Task prompt —
Work out the number of lines below containing the word "LINKED" and give nothing besides it.

Dataset entries —
* * * * * * * * *
PR #2213, opened 2024-07-21
fix: use iterables instead of generators

jakebailey:
This applies https://github.com/mswjs/msw/pull/2108#discussion_r1685551423 to the `fix/generator-resolver` branch.

Best viewed without whitespace: https://github.com/mswjs/msw/pull/2213/files?w=1

### DIFF
--- a/src/core/handlers/RequestHandler.ts
+++ b/src/core/handlers/RequestHandler.ts
@@ -1,5 +1,9 @@
 import { getCallFrame } from '../utils/internal/getCallFrame'
-import { isIterable } from '../utils/internal/isIterable'
+import {
+  AsyncIterable,
+  Iterable,
+  isIterable,
+} from '../utils/internal/isIterable'
 import type { ResponseResolutionContext } from '../utils/executeHandlers'
 import type { MaybePromise } from '../typeUtils'
 import { StrictRequest, StrictResponse } from '..//HttpResponse'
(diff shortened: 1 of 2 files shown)


src/core/handlers/RequestHandler.ts
```diff
@@ -314,37 +318,38 @@ export abstract class RequestHandler<
...
-        this.isUsed = false
-
-        if (!this.resolverGenerator) {
-          this.resolverGenerator = result
+      if (!this.resolverGenerator) {
+        const result = await resolver(info)
+        if (!isIterable(result)) {
+          return result
         }
+        this.resolverGenerator =
```
jakebailey: Technically, this isn't a generator anymore, so the variable name is a lie.

src/core/handlers/RequestHandler.ts
```diff
@@ -314,37 +318,38 @@ export abstract class RequestHandler<
...
+          Symbol.iterator in result
```
jakebailey, line 327: `Reflect.has` (used in `isIterable`) is the same operation as `in`, except that TS can acutally narrow using `in`.

src/core/handlers/RequestHandler.ts
kettanaito: Is something like `resolverIterator` a more fitting name? These are internal so we can rename them to our hearts' content.

src/core/utils/internal/isIterable.ts
```diff
@@ -1,11 +1,20 @@
+// Redefine these types; the three-parameter forms are only available in TypeScript 5.6 or later.
```
kettanaito: Thank you for putting this in! Exactly what I was wondering about.

kettanaito:
😱 

Screenshot 2024-07-21 at 19 35 24

src/core/utils/internal/isIterable.ts
jakebailey: I can also make these JSDoc comments so they're carried down; whatever you'd prefer.

kettanaito: I'd mark them as `@todo` to remove these types once TS 5.6 is the minimal supported version. Not going to happen any time soon but still.

jakebailey: Updated.

kettanaito (approved):
This looks incredible! 🎉 Thank you so much, @jakebailey. You've made the impossible possible. Local tests are passing, type-compatibility on CI is green.

PR #2227, opened 2024-07-30
feat: print request body in `onUnhandledRequest` message

### LINKED ISSUE #2161: Include GraphQL operation name in the unhandled request warning
### Scope

Adds a new behavior

### Compatibility

### Feature description

Hello! Previously, in unhandled graphql request errors, you could see the operationName of the query, but at the moment this is not possible. Could you provide an example or a function that would fix this?
image

bitttttten:
- Closes #2161

I came to file a feature request very similar https://github.com/mswjs/msw/issues/2161 and thought I'd open a PR.

This will hopefully change this message:

```sh
[MSW] Warning: intercepted a request without a matching request handler:

  • POST https://graphql.staging.int.creativefabrica.com/query

Read more: https://mswjs.io/docs/getting-started/mocks
```

into

```sh
[MSW] Warning: intercepted a request without a matching request handler:

  • POST https://graphql.staging.int.creativefabrica.com/query

  • Request body: { "query": "{ user { id name } }" }

Read more: https://mswjs.io/docs/getting-started/mocks
```

### DIFF
--- a/src/core/utils/request/onUnhandledRequest.test.ts
+++ b/src/core/utils/request/onUnhandledRequest.test.ts
@@ -64,11 +64,9 @@ test('supports the "warn" request strategy with request body', async () => {
   await onUnhandledRequest(
     new Request(new URL('http://localhost/api'), {
       method: 'POST',
-      credentials: 'include',
       headers: {
         'Content-Type': 'application/json',
       },
-      cache: 'no-store',
       body: JSON.stringify({
         variables: {
           id: 'abc-123',
--- a/src/core/utils/request/onUnhandledRequest.test.ts
+++ b/src/core/utils/request/onUnhandledRequest.test.ts
@@ -14,7 +14,7 @@ const fixtures = {
 
 If you still wish to intercept this unhandled request, please create a request handler for it.
 Read more: https://mswjs.io/docs/getting-started/mocks`,
-  warningWithResonseBody: (url = `/api`) => `\
+  warningWithResponseBody: (url = `/api`) => `\
 [MSW] Warning: intercepted a request without a matching request handler:
 
   • POST ${url}
@@ -78,7 +78,7 @@ test('supports the "warn" request strategy with request body', async () => {
     }),
   )
 
-  expect(console.warn).toHaveBeenCalledWith(fixtures.warningWithResonseBody())
+  expect(console.warn).toHaveBeenCalledWith(fixtures.warningWithResponseBody())
 })
 
 test('supports the "error" request strategy', async () => {
--- a/src/core/utils/request/onUnhandledRequest.test.ts
+++ b/src/core/utils/request/onUnhandledRequest.test.ts
@@ -19,7 +19,7 @@ Read more: https://mswjs.io/docs/getting-started/mocks`,
 
   • POST ${url}
 
-  • Request body: {\"variables\":{\"id\":\"abc-123\"},\"query\":\"query UserName($id: String!) { user(id: $id) { name } } }\"}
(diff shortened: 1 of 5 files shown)


bitttttten:
Happy to take suggestions for the formatting of the message. Played with a few formats although settled on this one 🫡

src/core/utils/request/onUnhandledRequest.ts
```diff
@@ -24,7 +24,9 @@ export async function onUnhandledRequest(
   const url = new URL(request.url)
   const publicUrl = toPublicUrl(url) + url.search
 
-  const unhandledRequestMessage = `intercepted a request without a matching request handler:\n\n  \u2022 ${request.method} ${publicUrl}\n\nIf you still wish to intercept this unhandled request, please create a request handler for it.\nRead more: https://mswjs.io/docs/getting-started/mocks`
+  const requestBody = await request.text()
```
bitttttten: I also didn't know if I'd have to clone this request or not.

i.e. is the text/body read somewhere else already? Would we need to do `const requestBody = await request.clone().text()`?

kettanaito: Yeah, when in doubt-always clone the request/response!

src/core/utils/request/onUnhandledRequest.test.ts
```diff
@@ -51,6 +60,27 @@ test('supports the "warn" request strategy', async () => {
...
 
+test('supports the "warn" request strategy with request body', async () => {
+  await onUnhandledRequest(
+    new Request(new URL('http://localhost/api'), {
+      method: 'POST',
+      credentials: 'include',
+      headers: {
+        'Content-Type': 'application/json',
+      },
+      cache: 'no-store',
```
kettanaito: Is `cache` and `credentials` crucial to reproduce this behavior? If not, I'd drop them.

src/core/utils/request/onUnhandledRequest.ts
kettanaito: We should clone the request before reading it.

```suggestion
  const requestBody = await request.clone().text()
```

src/core/utils/request/onUnhandledRequest.ts
```diff
@@ -24,7 +24,9 @@ export async function onUnhandledRequest(
   const url = new URL(request.url)
   const publicUrl = toPublicUrl(url) + url.search
 
-  const unhandledRequestMessage = `intercepted a request without a matching request handler:\n\n  \u2022 ${request.method} ${publicUrl}\n\nIf you still wish to intercept this unhandled request, please create a request handler for it.\nRead more: https://mswjs.io/docs/getting-started/mocks`
+  const requestBody = await request.clone().text()
```
kettanaito: Some requests don't have a body by design, like HEAD or GET requests. Printing `Request body: ` with an empty string looks broken. We should check if the request _can_ have body before even cloning and reading it.

kettanaito (dismissed):
Thanks for improving MSW, @bitttttten! 👏 

I've pushed a few commits to polish this up. It's ready to be released!

src/core/utils/request/onUnhandledRequest.ts
kettanaito: Okay, I was wrong on this one. We have some tests that show we are aiming to minimize the number of times a request is cloned due to performance reasons. Since this is (a) an internal representation of an intercepted request (i.e. _not_ the actual request your app made), and (b) you cannot affect it past this point, I think it's safe to just read its body. 

The only use case I wonder is the `request:unhandled` event, and whether I'd be able to read the request body there.

bitttttten:
I actually was using a local copy of msw where I already added the clone, so thanks so much for fixing and adding that!

kettanaito:
## Released: v2.4.0 🎉

---

PR #2228, opened 2024-08-01
fix(HttpResponse): skip setting "Content-Length" if it is already set

kettanaito:
When upgrading @mswjs/interceptors to 0.33 (in https://github.com/mswjs/msw/pull/2011), I've noticed a failing mocked binary response test: it was listing the `Content-Length` header value _twice_

```
Content-Length: 1044, 1044
```

> [!WARNING]
> This indicates a deeper issue, as `.set()` on `Headers` instance must not join values. Something goes off here. Raw `Headers` from Undici behaved correctly on that branch. 

We don't have any check if the `Content-Length` response header has already been set on `HttpResponse.arrayBuffer()`, which means MSW will disregard your custom `Content-Length`, which is a bug.

### DIFF
--- a/src/core/HttpResponse.ts
+++ b/src/core/HttpResponse.ts
@@ -137,7 +137,7 @@ export class HttpResponse extends Response {
   static arrayBuffer(body?: ArrayBuffer, init?: HttpResponseInit): Response {
     const responseInit = normalizeResponseInit(init)
 
-    if (body) {
+    if (body && !responseInit.headers.has('Content-Length')) {
       responseInit.headers.set('Content-Length', body.byteLength.toString())
     }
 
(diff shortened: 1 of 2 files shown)


src/core/HttpResponse.ts
```diff
@@ -137,7 +137,7 @@ export class HttpResponse extends Response {
   static arrayBuffer(body?: ArrayBuffer, init?: HttpResponseInit): Response {
     const responseInit = normalizeResponseInit(init)
 
-    if (body) {
+    if (body && !responseInit.headers.has('Content-Length')) {
```
kettanaito, line 140: Added the missing check.

kettanaito:
## Released: v2.3.5 🎉

This has been released in v2.3.5!

- 📄 [**Release notes**](https://github.com/mswjs/msw/releases/tag/v2.3.5)
- 📦 [npm package](https://www.npmjs.com/package/msw/v/2.3.5)

---

PR #2232, opened 2024-08-07
feat(postinstall): add support for npm workspaces in postinstall routine

SuperiorJT:
This adds support for npm workspaces by going through each workspace defined in the root `package.json` and executing the init script for each workspace with the msw configuration defined. Let me know if there are any issues with this, as I've only tested it on a private project. Also, if there is anything in the code that is unclear or needs reworded, I can update that as well.

### DIFF
--- a/config/scripts/postinstall.js
+++ b/config/scripts/postinstall.js
@@ -1,36 +1,54 @@
 const fs = require('fs')
 const path = require('path')
 const { execSync } = require('child_process')
+const { globSync } = require('glob')
 
 // When executing the "postinstall" script, the "process.cwd" equals
 // the package directory, not the parent project where the package is installed.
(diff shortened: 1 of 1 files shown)


kettanaito:
Hi, @SuperiorJT! Thanks for working on this one. In good faith, I think we shouldn't ship this. Instead, I recommend putting the `msw.workerDirectory` property in your root-level `package.json`, the same way you define your workspaces on the root. 

MSW already supports an array of worker directories so this is your setup for a monorepo:

```json
// ./package.json
{
  "msw": {
    "workerDirectory": [
      "./apps/one/public",
      "./aps/two/static",
    ]
  }
}
```

Since you are installing dependencies on the root, MSW will be able to see this property and act accordingly. We are using the very same setup in https://github.com/mswjs/examples, which is a monorepo.

PR #1599, opened 2022-10-25
Main Commencement Tweak

ro6ley:
Revert `Work.main_commencement()`


longhotsummer:
Why do we need to revert it?

ro6ley:
> Why do we need to revert it?

Sorry, misread the slack message.

PR #1605, opened 2022-10-27
add padding bottom to toc so items are above label

musangowope:
resolves https://github.com/laws-africa/indigo-lawsafrica/issues/609

demo:
https://www.loom.com/share/87806599cca8405db3d47b5ed419f29e


longhotsummer (approved):
nice

PR #1612, opened 2022-11-03
Publication dates optional on country object

longhotsummer:
Moves this setting out of code into a database object

image

Optional:

image

Required:

image


ro6ley:
LGTM, the migrations are out of sync with the master branch

PR #1639, opened 2022-11-28
Error report response.text() and editTimes

musangowope:
Refactor error of edit times in an attempt to get a better sense of what is happening with error could not be saved

The following changes were made:
- Report `editTimes` 
- We report `response.text()`

After testing locally this the error reporting looks like on sentry:
image


goose-life (approved):
lgtm

PR #1645, opened 2022-12-02
Bulk updater

goose-life:
This is for the start of the bulk updater, where update columns can be selected.

The logic for doing the literal updates still needs to be worked out.

https://www.loom.com/share/c50837d76b1d40c8bac564c948f54c7b

### DIFF
--- a/indigo/bulk_creator.py
+++ b/indigo/bulk_creator.py
@@ -309,54 +309,51 @@ class BaseBulkCreator(LocaleBasedMatcher):
             work.frbr_uri = frbr_uri
             work.country = self.country
             work.locality = self.locality
+            for attribute in ['title',
+                              'publication_name', 'publication_number',
+                              'assent_date', 'publication_date',
+                              'commenced', 'stub', 'principal']:
+                setattr(work, attribute, getattr(row, attribute, None))
             work.created_by_user = self.user
-            self.set_work_attributes_and_save(work, row)
+            work.updated_by_user = self.user
+            self.add_extra_properties(work, row)
+
+            try:
+                work.full_clean()
+                work.set_frbr_uri_fields()
+                if not self.dry_run:
+                    work.save_with_revision(self.user)
+
+                    # signals
+                    if not self.testing:
+                        work_changed.send(sender=work.__class__, work=work, request=self.request)
+
+                # info for linking publication document
+                row.params = {
+                    'date': work.publication_date,
+                    'number': work.publication_number,
+                    'publication': work.publication_name,
+                    'country': self.country.place_code,
+                    'locality': self.locality.code if self.locality else None,
+                }
+
+                self.link_publication_document(work, row)
+
+                if work.principal:
+                    self.create_task(work, row, task_type='import-content')
+
+                row.work = work
+                row.status = 'success'
+
+            except ValidationError as e:
+                if hasattr(e, 'message_dict'):
+                    row.errors = ' '.join(
+                        ['%s: %s' % (f, '; '.join(errs)) for f, errs in e.message_dict.items()]
+                    )
+                else:
+                    row.errors = str(e)
 
         return row
-
-    def set_work_attributes_and_save(self, work, row):
-        for attribute in ['title',
-                          'publication_name', 'publication_number',
-                          'assent_date', 'publication_date',
-                          'commenced', 'stub', 'principal']:
-            setattr(work, attribute, getattr(row, attribute, None))
-        work.updated_by_user = self.user
-        self.add_extra_properties(work, row)
-
-        try:
-            work.full_clean()
-            work.set_frbr_uri_fields()
-            if not self.dry_run:
-                work.save_with_revision(self.user)
-
-                # signals
-                if not self.testing:
-                    work_changed.send(sender=work.__class__, work=work, request=self.request)
-
-            # info for linking publication document
-            row.params = {
-                'date': work.publication_date,
-                'number': work.publication_number,
-                'publication': work.publication_name,
-                'country': self.country.place_code,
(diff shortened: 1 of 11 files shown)


indigo_app/templates/place/works.html
```diff
@@ -14,7 +14,8 @@
         {% if perms.indigo_api.bulk_add_work %}
           <button type="button" class="btn btn-success dropdown-toggle dropdown-toggle-split" data-toggle="dropdown" aria-haspopup="true" aria-expanded="false"><span class="sr-only">Toggle Dropdown</span></button>
           <div class="dropdown-menu">
-            <a class="dropdown-item" href="{% url 'new_batch_work' place=place.place_code %}">New work batch</a>
+            <a class="dropdown-item" href="{% url 'new_batch_work' place=place.place_code %}">Bulk importer</a>
+            <a class="dropdown-item" href="{% url 'update_batch_work' place=place.place_code %}">Bulk updater</a>
```
longhotsummer, line 18: It's better if these are a verb phrase, rather than a noun. Describe the thing that the user will do. eg. "Bulk import" and "Bulk update".

eg. we don't use "Work editor", we use "Edit work".

longhotsummer (commented):
I think the UI is good -- now just for the logic.

indigo/bulk_creator.py
```diff
@@ -1017,3 +1025,108 @@ def update_works_list(self, work):
...
+
+@plugins.register('bulk-updater')
+class BaseBulkUpdater(BaseBulkCreator):
+    """ Update works in bulk from a google sheets spreadsheet.
+    """
+    # TODO: get these core fields from somewhere else? cobalt / FRBR URI fields? add 'actor'?
+    core_fields = ['country', 'locality', 'doctype', 'subtype', 'number', 'year']
+    update_columns = None
+
+    def get_rows_from_table(self, table):
```
longhotsummer, line 1038: I would have thought all of this could be inherited from the importer class?

goose-life:
https://www.loom.com/share/133b02bba0e6490390e48247b1a42e1c

indigo/bulk_creator.py
```diff
@@ -93,10 +96,63 @@ def get_doctypes_for_country(self, country_code):
                 settings.INDIGO['DOCTYPES'] +
                 settings.INDIGO['EXTRA_DOCTYPES'].get(country_code, [])]
 
+    def sanitize_incoming(self, data):
```
longhotsummer, line 99: A more Django-esque approach to this would be to do this in `clean_<field>`, or tweak the form widget: https://stackoverflow.com/questions/24313201/convert-all-charfield-form-field-inputs-to-lowercase-in-django-forms

But it doesn't matter that much.

indigo/bulk_creator.py
```diff
@@ -352,6 +404,18 @@ def create_work(self, row, idx):
                 else:
                     row.errors = str(e)
 
+    def create_work(self, row, idx):
+        # handle spreadsheet that still only uses 'principal'
+        row['stub'] = row.get('stub') if 'stub' in row else not row.get('principal')
```
longhotsummer, line 409: can this be handled by `clean`, like you do with commenced etc.?

indigo/bulk_creator.py
```diff
@@ -352,6 +404,18 @@ def create_work(self, row, idx):
...
+        row = self.validate_row(row)
```
longhotsummer, line 410: `validate_row` takes raw data and gives you something structured back. It's therefore responsible for giving you back something useful. It should also take care of `status` and `row_number`, otherwise you're splitting responsibility for the pristine state of `row` between two different methods.

longhotsummer (commented):
This is looking much cleaner with less duplication.

`create_or_update` still has some duplication. You could break it into helper methods that do the actual work (eg. link the publication document) to reduce duplication of code.

indigo/bulk_creator.py
goose-life: `clean_x` only gets called it if the form is valid?, and because the choices are case-sensitive it gets rejected before we get here.

indigo/bulk_creator.py
goose-life: by the time `clean` gets a hold of it, `False` has already been assigned to 'stub' if it's missing from the actual spreadsheet, so I'm suggesting doing it during `sanitize_incoming` instead, when we still have access to the row data and can check if 'stub' is in the dict.

goose-life:
I can _almost_ get rid of sanitize_incoming; just need to figure out a way of handling spreadsheets that don't have 'stub' in it.
I tried subclassing BooleanField as Stubfield to intercept it there, but it's already False if 'stub' is missing from the dict, plus we don't have access to the rest of the data at that point. 
I'm just moving it into init for now; any  earlier and we're doing it outside the form, and any later and it'll be set to False and we won't know that it's missing from the original row data.

indigo/bulk_creator.py
longhotsummer: `clean` has access to both `self.data` and `self.cleaned_data` -- so I think you could still check the original `data` and adjust as necessary.

indigo/bulk_creator.py
```diff
@@ -27,18 +28,25 @@ def __init__(self, data, errors):
         self.relationships = []
         self.tasks = []
         self.taxonomies = []
+        self.status = None
         for k, v in data.items():
             setattr(self, k, v)
 
 
+class LowerChoiceField(forms.ChoiceField):
```
longhotsummer, line 36: Nice

indigo/bulk_creator.py
goose-life: thanks!

longhotsummer (approved):

PR #1683, opened 2023-03-06
Allow unicode characters in work's number field

### LINKED ISSUE #1682: Work form and bulk importer don't allow unicode characters in `number` field
I think we went with a-zA-Z or similar in the regex for this form validation — which also excludes à, é, è, etc

https://edit.laws.africa/works/akn/aa-ohada/act/2017/comptable-et-a-l-information-financiere-systeme-comptable/edit/

goose-life:
closes #1682 

- [x] Python (bulk importer)
- [x] JavaScript (work form)


goose-life:
I'm not sure how to do the JavaScript, it's here: https://github.com/laws-africa/indigo/blob/master/indigo_app/static/javascript/indigo/views/work.js#L189

using `\w` with the `u` flag doesn't seem to work — at least not on Chrome.

longhotsummer (approved):

PR #1709, opened 2023-05-01
Support all AKN elements in HTML: update XSL

goose-life:
See https://github.com/laws-africa/indigo-lawsafrica/issues/835


indigo_api/static/xsl/html_akn.xsl
```diff
@@ -55,17 +55,41 @@
     </xsl:attribute>
   </xsl:template>
 
-  <xsl:template match="a:article">
+  <!-- containers with headings on the next line -->
+  <xsl:template name="container-1">
```
longhotsummer, line 59: Minor: `container` has a specific meaning in AKN. Perhaps `hier-heading-next-line` or similar is better?

longhotsummer (dismissed):
Approved, but I think the `container` template name could be less confusing.

goose-life:
@longhotsummer I made a further change to the template to cut down in repetition hence the re-request

longhotsummer (approved):
great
* * * * * * * * *
Task answer —
2